# Australian Gathering!!!!!!!!!!!



## Ryanoles (Aug 4, 2004)

That sounds great Siddah, hopefully you can turn this into something.


----------



## Sunnybun (Oct 17, 2004)

im interested


----------



## Guest (Jul 15, 2005)

Yeah - probably count me in....

Believe.


----------



## pyramidsong (Apr 17, 2005)

Well, I'm in Melbourne, but I've been meaning to go to Sydney for a while. I'd be interested.


----------



## nikk (Apr 30, 2005)

I'm another Melbournite, and I'm interested - When are you thinking of having this thing?


----------



## Musicologist (Jun 7, 2004)

:stu


----------



## adordan (Oct 15, 2005)

I'd come!
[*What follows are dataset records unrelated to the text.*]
PR #751, opened 2020-02-18
KeyError 2 - discussion and bugfix

CKehl:
Reason and bugfix ideas for 'KeyError: 2' kernel abortion


CKehl:
Several experts, adopters, users and students recently experienced a problem that appears as follows (or similar):

```
  File "/git_code/private_parcels/performance/benchmark_perlin.py", line 362, in <module>
    pset.execute(kernels, runtime=delta(days=time_in_days), dt=delta(minutes=dt_minutes), output_file=output_file, recovery={ErrorCode.ErrorOutOfBounds: delete_func}, postIterationCallbacks=postProcessFuncs, callbackdt=delta(hours=12))
  File "/var/scratch/bionic/lib/python3.7/site-packages/parcels-2.1.3.dev81+g86a2147.d20200218-py3.7.egg/parcels/particleset.py", line 550, in execute
    self.kernel.execute(self, endtime=time, dt=dt, recovery=recovery, output_file=output_file)
recovery_kernel = recovery_map[p.state]; KeyError: 2
```

This error key maps to one of the error codes defined in `parcels/tools/error.py` and according to line 12, it is `ErrorCode.Delete`. This code is given to all particles that are deleted - either internally by the main loop when a recovery map deletes out-of-bound particles, or externally by dynamic removed procedures, such as aging, beaching, surfacing, and so forth. Now, the internal *quasi-state machine* for handling out-of-bound particles and other interpolation errors that are fixed in the provided recovery map of `pset.execute()` are not the source of this error.

In fact, we were only able to reproduce the error in scenarios where particles are dynamically added and deleted (e.g. releasing continuous particle streams via `repeatdt=<some time>` and deleting particle by aging).

The reason for the error can be found in `Kernel.execute()` in `parcels/kernel.py` (currently: line 314 to 374):

```
    def execute(self, pset, endtime, dt, recovery=None, output_file=None):
        """Execute this Kernel over a ParticleSet for several timesteps"""

        def remove_deleted(pset):
            """Utility to remove all particles that signalled deletion"""
            indices = [i for i, p in enumerate(pset.particles)
                       if p.state in [ErrorCode.Delete]]
            if len(indices) > 0 and output_file is not None:
                output_file.write(pset[indices], endtime, deleted_only=True)
            pset.remove(indices)

        if recovery is None:
            recovery = {}
        elif ErrorCode.ErrorOutOfBounds in recovery and ErrorCode.ErrorThroughSurface not in recovery:
            recovery[ErrorCode.ErrorThroughSurface] = recovery[ErrorCode.ErrorOutOfBounds]
        recovery_map = recovery_base_map.copy()
        recovery_map.update(recovery)

        # SOME FIELD TREATMENT - UNIMPORTANT

        # EXECUTE KERNEL #
        if self.ptype.uses_jit:
            self.execute_jit(pset, endtime, dt)
        else:
            self.execute_python(pset, endtime, dt)

        # REMOVE DELETED PARTICLES #
        remove_deleted(pset)

        # COLLECT ALL ERROR PARTICLE NOT FLAGGED FOR DELETION #
        error_particles = [p for p in pset.particles
                           if p.state != ErrorCode.Success]

        # WHILE THERE ARE STILL KERNEL ERRORS #
        while len(error_particles) > 0:
            # RECOVER ERROR PARTICLES FOR WHICH A RECOVERY ENTRY EXISTS #
            for p in error_particles:
                if p.state == ErrorCode.Repeat:
                    p.state = ErrorCode.Success
                elif p.state in recovery_map:               # hotfix for #749, #737 and related issues
                    recovery_kernel = recovery_map[p.state]
                    p.state = ErrorCode.Success
                    recovery_kernel(p, self.fieldset, p.time)
                else:
                    logger.warning_once('Deleting particle because of bug in #749 and #737')
                    p.delete()

            # REMOVE DELETED PARTICLES (e.g. where recovery => particle.delete() ) #
            remove_deleted(pset)

            # RE-RUN THE KERNEL WITHOUT ADVANCING endtime #
            if self.ptype.uses_jit:
                self.execute_jit(pset, endtime, dt)
            else:
                self.execute_python(pset, endtime, dt)

            # COLLECT ERROR PARTICLES #
            error_particles = [p for p in pset.particles
                               if p.state != ErrorCode.Success]
```

Now, the top-outlined kernel algorithm has a disadvantage as follows: if your (accumulated) kernel has an aging function similar as such

```
def Age(particle, fieldset, time):
    particle.age = particle.age + math.fabs(particle.dt)
    if particle.age > threshold:
        particle.delete()
```

then, in update cycles where out-of-bound errors and the like occur, the `Age` function is called multiple times for the same time integration step. Now, because particle uses exact integration, `particle.dt` is in this case not always what is defined within `pset.execute()`, but can be smaller integral steps. As a result, in some out-of-bound error runs, the situation may occur where a particles in the original `pset.execute_jit()` or `pset.execute_python()` (both cases tested) do not exceed the `threshold` in the `Age` function but, because of floating-point accuracy limits, DO exceed the threshold in the *recovery re-runs*, they are flagged as *to-be-deleted* even though they (pedantically-speaking) should not, because those recovery runs are not meant to do a time integration. It is a result of floating point limits with `particle.dt`.

A rather obvious-and-dirty fix is to re-call `remove_deleted(pset)` at the beginning of every recovery run, I personally do not support this approach because (a) we shouldn't re-run kernels for particle recovery in any case; (b) particle deletion is a costly operation, in terms of memory and time (see the implementation for `numpy.delete()` form the [official repository](https://github.com/numpy/numpy/blob/v1.17.0/numpy/lib/function_base.py#L4225-L4429) ) that should not be executed if not needed; (c) finding all deleted particles in a large particle set is an exceedingly time-consuming (meaning: performance-consuming) operation, which should not be done if it can be circumvented.

There is a way the user can fix it. An alternative aging particle and kernel that is error-resilient looks like this:
```
class AgeParticle_JIT(JITParticle):
    age = Variable('age', dtype=np.float64)
    agetime = Variable('agetime', dtype=np.float64)
    def __init__(self, *args, **kwargs):
        type(self).age.initial=0.
        type(self).agetime.initial=-1.0
        super(AgeParticle_JIT, self).__init__(*args, **kwargs)

def Age(particle, fieldset, time):
    if math.fabs(time-particle.agetime) > math.fabs(1.e10 * particle.dt):
        particle.age = particle.age + math.fabs(particle.dt)
        particle.agetime = time

        if particle.age > (60.0*60.0*24.0*62.0):
            particle.delete()
```
Here, the important bit is ` if math.fabs(time-particle.agetime) > math.fabs(1.e10 * particle.dt)`, in order to prevent actions in those recovery runs. This is working reliably, but I admit that it's limited to fairly simple kernels and particles.

Ideally, we can (together, as a community - suggestions welcome) find an appropriate fix to prevent the re-execution of kernels on particles that finished their time step integration successfully.

CKehl:
resolved by #762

I'm from QLD


----------



## adordan (Oct 15, 2005)

bump!


----------



## mimimaus (Aug 16, 2005)

im flying to sydney from frankfurt next tuesda. ill be up for meeting after 1 jan


----------



## Guest (Feb 25, 2007)

I'm interested, depending on the date though.


----------



## paneon (Jul 11, 2006)

Well... when the person who's trying to organise the gathering moves to the
other side of the planet, I think it's a safe bet that it's off... Besides, I'm not
entirely certain if the residents of a _certain_ somewhat lazy country have
managed a 'city'-level SAS gathering yet, let alone a 'national' one...
:lol

(-paneon)
"would love to see someone prove him to be 100% incorrect..."


----------



## lonesomeboy (Aug 29, 2005)

given its 2 years since he posted it I think it is off....


----------



## avro` (Feb 26, 2007)

I'm interested


----------